Thanks for your answer
This array has 10 elements, regardless of how you initialize it:
int array[10] = {31,24,65,32,14,5};
But the initialization sets the first 6 elements to certain values, and the rest to 0. It is equivalent to this:
int array[10] = {31,24,65,32,14,5,0,0,0,0};
The first calculation using sizeof uses the actual size fo the array (its length times the size of an int), while the second one counts elements until it finds a 0. So it doesn't calculate the length of the array, but the length of the first non-zero sequence in the array.
Note that the second method only "works" if the array has an element with value 0. Otherwise you go out of bounds and invoke undefined behaviour.
array_size assumes that there is a 0 just past the end of the array. That assumption is unjustified.
code 2 is not right. you can't assume an array end with 0
How do you declare an array for a matrix that contains say 4 numbers (2x2)? I assume that int m[4] only allows numbers up to 4. Or does it mean any four numbers? I don't understand the difference.
In a declaration
type array_name[ array_size];
type is the data type that this array stores. The particular value of array under index i, i.e. array_name[i] can be any of the values that type can represent.
In your example int m[4]; declares an array of four integers. The particular value of any of these integers can be any of the values that integer can represent. To know these limits you can print them:
#include <limits>
int imin = std::numeric_limits<int>::min(); // minimum value
int imax = std::numeric_limits<int>::max(); // maximum value
The use of STD should simplify your life in the construction of a matrix :
std::vector<std::vector<int>> M(2, std::vector<int>(2));
But if you want to use arrays :
int x[2][2];
int m [4] would declare an array with 4 uninitialized values of type integer.
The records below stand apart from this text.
PR #515, opened 2019-05-23
Release 5.0.1

rabidllama:
Update master to 5.0.1


aoles:
@rabidllama worth to mention in the release notes that this version uses an updated version of GH with patched ALT, leads to differences in routes (now correct) especially for walking profiles.

TimMcCauley (approved):

PR #588, opened 2019-09-20
Link changelog issues

TheGreatRefrigerator:
added link_issues.py which will automatically link issue numbers
like '(#456456)' in the CHANGELOG.md to the actual github issue
so you are able to navigate easily to the discussion of the changes

### DIFF
--- a/CHANGELOG.md
+++ b/CHANGELOG.md
@@ -6,126 +6,131 @@ and this project adheres to [Semantic Versioning](http://semver.org/spec/v2.0.0.
 
 ## [Unreleased]
 ### Added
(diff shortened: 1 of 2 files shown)


nilsnolde (commented):
Very neat stuff amando! Even nice code:) Do that in 20 lines, Java!

However, I don't think we should add this script to the ORS repo. This belongs more to a precommit hook, which could be useful in other repos of GIScience. 

Or if we add it to the repo, pls create a folder `scripts`, don't just dump it into the root :carousel_horse: 

I'll let @rabidllama decide if he wants it in here.

PR #635, opened 2019-12-12
fix algo selection for alternative routes with CORE and no LM

takb:
Fixes issues with AlternativeRoutes in case the profile setup has Core enabled and no LM. Also adds a test for AR requests with restriction params.


aoles:
TY for the fix! For a given weighting which has both CH and ALT enabled I still observe fallback to A* with beeline rather than ALT when no route filters are enabled. Can you confirm?

aoles (changes requested):
For a given weighting which has both CH and ALT enabled for a route without any filters switched on I still observe `AlternativeRoute` to use A* with the beeline rather than the landmarks approximator. This doesn't happen when no CH is available just ALT.

sfendrich (approved):

takb:
The flag setting code in RoutingProfile is a real mess. Added explicit setting of the LM flag in order to not disrupt the logic for other routing methods.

Remember that these values are zero-indexed,
meaning that to call a value in the array you would call m[0-3]. You may assign any values you like to the array by the following command: m[4] = {Value1, Value2, Value3, Value4} If you prefer, you may also create a loop that will assign values to an array, which can be immensely useful at times.
Keep in mind that arrays are not commonly used in C++, std::vector is far more used, and for good reason.
http://www.cplusplus.com/reference/vector/vector/
int m[4] declares an array of 4 integers. The indexes of the integers will be 0, 1, 2, 3, while the values at those indexes can be any integers. so m[2] = 2003; sets the 3rd value in the array to 2003. As for the 2x2 aspect, you probably want to do something like int m[2][2]; . I think about this as declaring an array of size 2, containing arrays at each spot, instead of ints or floats or whatever. The arrays contained at each spot (there are only two spots so only two arrays in this case) each hold two ints. So if the first value in your matrix is 32, you could set that by doing m[0][0] = 32; or more generally, m[x][y] = value_of_(x,y);
The quickest way to do what you described is probably this, if you know the values ahead of time:
int row0col0 = value at 0th row 0th column;
int row0col1 = value at 0th row 1st column;
int row1col0 = value at 1st row 0th column;
int row1col1 = value at 1st row 1st column;
int m[2][2] = { {row0col0, row0col1}, {row1col0, row1col1} };
or equivalently:
int m[2][2] = {row0col0, row0col1, row1col0, row1col1};
This is referred to as row-major order: elements in a 2d array are sorted first by row, then by column.